Since the publication of On the Origin of Species in 1859, acceptance of evolution has met steadfast resistance from some corners of the Christian community. For myriad and complex reasons, the Christian rejection of evolutionary science is most intense and widespread here in the United States, concentrated in the Bible-centered evangelical denominations. This conflict both exemplifies and amplifies the larger culture wars that engulf our politics. But, the winds of change may be blowing, as yet another prominent American evangelical has signaled a shift toward full acceptance of evolution and its compatibility with fundamental Christian beliefs.

William Lane Craig is one of the most prolific and influential philosophers in the history of the evangelical tradition. His work is somewhat eclectic, weaving back and forth between theology and philosophy—he holds doctorates in both—and broaching topics such as the cosmological argument for God’s existence and the historicity of the resurrection of Jesus.
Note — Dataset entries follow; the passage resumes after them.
PR #906, opened 2021-04-01
Redirect to profile page after update hosting preference

### LINKED ISSUE #862: Saving changes on Edit Home and Edit Profile is inconsistent
Subject: Saving changes on Edit Home and Edit Profile is inconsistent
Description:
Saving changes on the "Edit profile" and "Edit home" leads to two different behaviors. I think both of them should redirect me to the profile page, or there should be a "Back to profile" button on both.

Steps:
Went to my profile page, clicked the "Edit profile" button (later: "Edit home") and applied some changes.

Results:
Saving my changes on "Edit Profile" redirects to the profile page. Saving my changes on "Edit home" keeps me on the "Edit Home" page.  They should both do one or the other to be consistent.

Frontend version: develop-7addcde4
User Agent: Mozilla/5.0 (Windows NT 10.0; Win64; x64) AppleWebKit/537.36 (KHTML, like Gecko) Chrome/89.0.4389.90 Safari/537.36
Page: https://develop--frontend.preview.coucher.org/profile
User ID: 25

anand-prem:
**Saving changes on Edit Home and Edit Profile is inconsistent**

Made both Edit Home and Edit Profile flow consistent by redirected to Profile page.
 
Issue: [#862](https://github.com/Couchers-org/couchers/issues/862l)

@aapeliv, I raised the MR but I can't select reviewers or assignees. Please do the needful.

### DIFF
--- a/app/frontend/src/features/profile/edit/EditHostingPreference.test.tsx
+++ b/app/frontend/src/features/profile/edit/EditHostingPreference.test.tsx
@@ -1,0 +1,42 @@
+import { render, screen } from "@testing-library/react";
+import userEvent from "@testing-library/user-event";
+import { Route, Switch } from "react-router-dom";
+import { profileRoute } from "routes";
+import { service } from "service";
+import wrapper from "test/hookWrapper";
+import { getUser } from "test/serviceMockDefaults";
+
+import { addDefaultUser, MockedService } from "../../../test/utils";
+import { SAVE } from "../../constants";
+import EditHostingPreference from "./EditHostingPreference";
+
+const mockProfilePage = "Mock Profile Page";
+const getUserMock = service.user.getUser as MockedService<
+  typeof service.user.getUser
+>;
+const MockProfileComponent = () => <div title={mockProfilePage} />;
+
+describe("EditHostingPreference", () => {
+  beforeEach(() => {
+    getUserMock.mockImplementation(getUser);
+    addDefaultUser();
+  });
+
+  it("should redirect to Profile route after successful update", async () => {
+    render(
+      <Switch>
+        <Route path={profileRoute}>
+          <MockProfileComponent />
+        </Route>
+        <Route>
+          <EditHostingPreference />
+        </Route>
+      </Switch>,
+      { wrapper }
+    );
+
+    userEvent.click(await screen.findByRole("button", { name: SAVE }));
+
+    expect(await screen.findByTitle(mockProfilePage)).toBeInTheDocument();
+  });
+});
--- a/app/frontend/src/features/profile/hooks/useUpdateHostingPreferences.ts
+++ b/app/frontend/src/features/profile/hooks/useUpdateHostingPreferences.ts
@@ -1,6 +1,8 @@
 import { useAuthContext } from "features/auth/AuthProvider";
 import { Empty } from "google-protobuf/google/protobuf/empty_pb";
 import { useMutation, useQueryClient } from "react-query";
+import { useHistory } from "react-router-dom";
+import { profileRoute } from "routes";
 import { HostingPreferenceData, service } from "service/index";
 import { SetMutationError } from "utils/types";
 
@@ -11,6 +13,7 @@ interface UpdateHostingPreferencesVariables {
 
 export default function useUpdateHostingPreferences() {
   const queryClient = useQueryClient();
+  const history = useHistory();
   const userId = useAuthContext().authState.userId;
   const { mutate: updateHostingPreferences, status, reset } = useMutation<
     Empty,
@@ -28,6 +31,7 @@ export default function useUpdateHostingPreferences() {
       },
       onSuccess: () => {
         queryClient.invalidateQueries(["user", userId]);
+        history.push(profileRoute);
       },
     }
   );


darrenvong (commented):
Change looks good - thanks for your first contribution!

Can you add a test for this please? `app/frontend/src/features/profile/actions/MessageUserButton.test.tsx` is a good example to look at to adapt to this if you are unsure on how to start. No pressure on having something as complete as that but a single test for this scenario you changed would be a good starting point for us to build/improve on in future 🙂

anand-prem:
@darrenvong sure thing. I will add.

The reason why I didn't added tests is because the test suite was failing always in my system. Any idea why that is failing? Is this any typescript or jest version mismatch? I'm on develop branch.

Screenshot 2021-04-03 at 8 57 04 AM


Also I couldn't find the file for tests for the component `/app/frontend/src/features/profile/edit/EditHostingPreference.tsx`

Can you help me to point out that as well?

darrenvong:
> The reason why I didn't added tests is because the test suite was failing always in my system. Any idea why that is failing?

Hmm you're not the first person who have seen this... something odd is happening with the jest setup with Create React App (the CLI tool we used to set up this project to start with) such that mocks don't seem to be working properly when they are files at the first level of the `src` folder. I introduced a workaround a few weeks ago but that seem to only please CI and not our machines ☹️ 

Try these things and hopefully one of these will work for you:
- Try going in `/app/frontend/src/__mocks__/service.ts` and trigger a save (Cmd/Ctrl + S depending on if you're on MacOS/Windows) on that file without changing anything. That should re-run the tests again and strangely that has fixed it to me, so try that first.
- Instead of running the whole test suite, try running the `EditHostingPreference` test suite only using the filter that you can set through the interactive test mode (press `p` then type `EditHostingPreference`). In the test, make sure to write `import { service } from "service/index";`. Importing from `service/index` seems to work fine for all of us before my workaround...

> Also I couldn't find the file for tests for the component /app/frontend/src/features/profile/edit/EditHostingPreference.tsx

That's because there aren't any yet for that component 😅  so you'll have to create a new file next to it with a similar structure to `MessageUserButton`.

Hope all of this helps!

anand-prem:
> Try going in /app/frontend/src/__mocks__/service.ts and trigger a save (Cmd/Ctrl + S depending on if you're on MacOS/Windows) on that file without changing anything.

Haha! Actually I also used that way only for running the tests ;)

Ok then I will try fix for that also and will create new test file for the component.

Thanks @darrenvong

anand-prem:
@darrenvong , in the `app/frontend/src/features/profile/edit/EditHostingPreference.tsx` component, it expects a user data. Any tests that I can refer to properly mock a user data?

anand-prem:
@darrenvong , I updated the PR with test cases also. Please review as I used to work on jest and enzyme before, I'm still a beginner with react-testing-libarary. So please share your thoughts for improvements. Thanks :)

app/frontend/src/features/profile/edit/EditHostingPreference.test.tsx
```diff
@@ -0,0 +1,47 @@
...
+} from "@testing-library/react";
+import { Route, Switch } from "react-router-dom";
+import { addDefaultUser, MockedService } from "../../../test/utils";
+import wrapper from "test/hookWrapper";
+import EditHostingPreference from "./EditHostingPreference";
+import { getUser } from "test/serviceMockDefaults";
+import { service } from "service";
+import { profileRoute } from "routes";
+
+const MockProfilePage = "Mock Profile Page";
```
darrenvong:
```suggestion
const mockProfilePage = "Mock Profile Page";
```
We tend to start variable names in upper case only if it's for actual React components

app/frontend/src/features/profile/edit/EditHostingPreference.test.tsx
```diff
@@ -0,0 +1,47 @@
...
+const MockProfileComponent = () => <div>{MockProfilePage}</div>;
+
+describe("EditHostingPreference", () => {
+  beforeEach(() => {
+    getUserMock.mockImplementation(getUser);
+    addDefaultUser();
+  });
+
+  it("should redirect to Profile route after successful update", async () => {
+    const { getByText } = render(
```
darrenvong:
```suggestion
    render(
```
Generally we don't need to do this anymore since we can use `getByText` from `screen`

app/frontend/src/features/profile/edit/EditHostingPreference.test.tsx
```diff
@@ -0,0 +1,47 @@
...
+        </Route>
+        <Route>
+          <EditHostingPreference />
+        </Route>
+      </Switch>,
+      { wrapper }
+    );
+    const saveButton = await waitFor(() => getByText(/save/i));
+    const rightClick = { button: 2 };
+    fireEvent.click(saveButton, rightClick);
```
darrenvong:
```suggestion
    userEvent.click(await screen.findByRole('button', { name: SAVE }));
```
A couple of things here:
- In React Testing Library (RTL), `*ByRole` should be preferred over `*ByText` since it also gives us a basic idea on how accessible our components are - [more info here](https://testing-library.com/docs/queries/about/#priority)
- `findBy*` is a shorthand for the `waitFor(() => ...)` and `getBy*` combo you wrote there
-  right click is unnecessary? The interaction here is triggered by a left click and RTL does that by default
- Prefer using `userEvent` from `@testing-library/user-event` [for reasons explained here](https://testing-library.com/docs/queries/about/#priority)
- Since we are not using the button for other purpose than clicking, I think it's clear enough to combine the two steps together

app/frontend/src/features/profile/edit/EditHostingPreference.test.tsx
```diff
@@ -0,0 +1,47 @@
...
+    const profilePage = await waitFor(() => screen.getByText(MockProfilePage));
+    expect(profilePage).toBeDefined();
```
darrenvong:
```suggestion
    expect(await screen.findByText(mockProfilePage)).toBeInTheDocument();
```
Prefer using assertions from [`@testing-library/jest-dom`](https://github.com/testing-library/jest-dom) over the primitive jest ones since [they give better errors](https://kentcdodds.com/blog/common-mistakes-with-react-testing-library#using-the-wrong-assertion).

app/frontend/src/features/profile/edit/EditHostingPreference.test.tsx
```diff
@@ -0,0 +1,47 @@
...
+  fireEvent,
+  act,
+} from "@testing-library/react";
+import { Route, Switch } from "react-router-dom";
+import { addDefaultUser, MockedService } from "../../../test/utils";
+import wrapper from "test/hookWrapper";
+import EditHostingPreference from "./EditHostingPreference";
+import { getUser } from "test/serviceMockDefaults";
+import { service } from "service";
+import { profileRoute } from "routes";
```
darrenvong: Can you run `yarn lint --fix` so the imports are sorted?

app/frontend/src/features/profile/edit/EditHostingPreference.test.tsx
```diff
@@ -0,0 +1,47 @@
+import {
+  render,
+  screen,
+  waitFor,
+  queryByAttribute,
```
darrenvong:
```suggestion
```
Unused imports

app/frontend/src/features/profile/edit/EditHostingPreference.test.tsx
```diff
@@ -0,0 +1,47 @@
...
+  fireEvent,
+  act,
```
darrenvong:
```suggestion
```
Unused imports

darrenvong (changes requested):
Even though there are quite a lot of comments, you made a great start especially not having used React Testing Library much before.

I've linked [this blog post by Kent C Dodds](https://kentcdodds.com/blog/common-mistakes-with-react-testing-library) in two of the review comments but really, I think you'll learn a lot about how to best use the library if you read the whole blog post, since the author himself wrote RTL!

app/frontend/src/features/profile/edit/EditHostingPreference.test.tsx
darrenvong: Also `SAVE` is available as a constant in `features/constants`

anand-prem: Thanks for the comments with appropriate links as well. You are awesome. 👍🏻

app/frontend/src/features/profile/edit/EditHostingPreference.test.tsx
anand-prem: I ran `yarn format`. I thought that will do the lint issues and all. Anyway I did this.

anand-prem:
@darrenvong made the changes as per the review comments.

darrenvong (approved):
Looks good! Feel free to look through the issues list and let us know if you fancy on working another one

Issue #774, opened 2021-03-10
Change login/signup picture


lucaslcode:
It is time to source these @ItsiW

andreaowu:
Have we decided on what we're doing for the photo? Happy to do the update it in code if we did!

ItsiW:
Miuriel is gathering all the community photos in one place. We'll start getting photos via the forum too, and then we can decide based on what's available. The stock photo is fine for now

andreaowu:
Which stock photo are you referring to?

ItsiW:
Ah looks like the photo was removed

andreaowu:
Login page has the right photo now, fixed by #794

lucaslcode:
@ItsiW are you sure? Check on mobile - I thought we didn't want an undiverse photo (desktop is ok)

ItsiW:
Good catch, I'll get Miuriel to pick one. Also is it easy to change it so the photo colours don't invert in dark mode? Or is that a my phone problem?

lucaslcode:
Not too sure. Maybe it will be fixed when we have an actual defined dark mode?

lucaslcode:
Moved to beta, see #911 for soft beta solution

lucaslcode:
@ItsiW you can close this or leave open, up to you

PR #911, opened 2021-04-01
Update mobile auth bg to be same as on desktop for soft beta

aapeliv:
These might need to be updated later with even better pictures, but this lets us release the soft beta.

Does a bit of #774 :P


aapeliv:
It's got `background-size: contain` now, which makes it too small, should be `cover`, but the design is made for a light picture, so it's hard to see the text on the dark background...

lucaslcode:
I am going to push to this branch

lucaslcode (approved):
@aapeliv double check and merge

aapeliv:
Works, merging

Although he has held positions at Lutheran, Wesleyan, Catholic, and nondenominational Christian institutions, Craig attends a Baptist church and is based primarily at Houston Baptist University and Biola University, both regarded as staunchly conservative in their theological leanings. He is a past president of the Evangelical Philosophical Society and is among the most cited scholars in the philosophy of religion.

In addition to his voluminous scholarly work, Craig also engages the public through his Reasonable Faith Christian apologetics website and frequent appearances in the media. He can even be found sparring with public intellectuals who are as hostile to his beliefs as most evangelicals are to evolution, including Christopher Hitchens, Lawrence Krauss, Roger Penrose, and Michael Shermer, the publisher of this magazine. So sharp is Craig’s intellect that the professionally acerbic atheist Sam Harris has famously called him, “the one Christian apologist who seems to have put the fear of God into many of my fellow atheists.”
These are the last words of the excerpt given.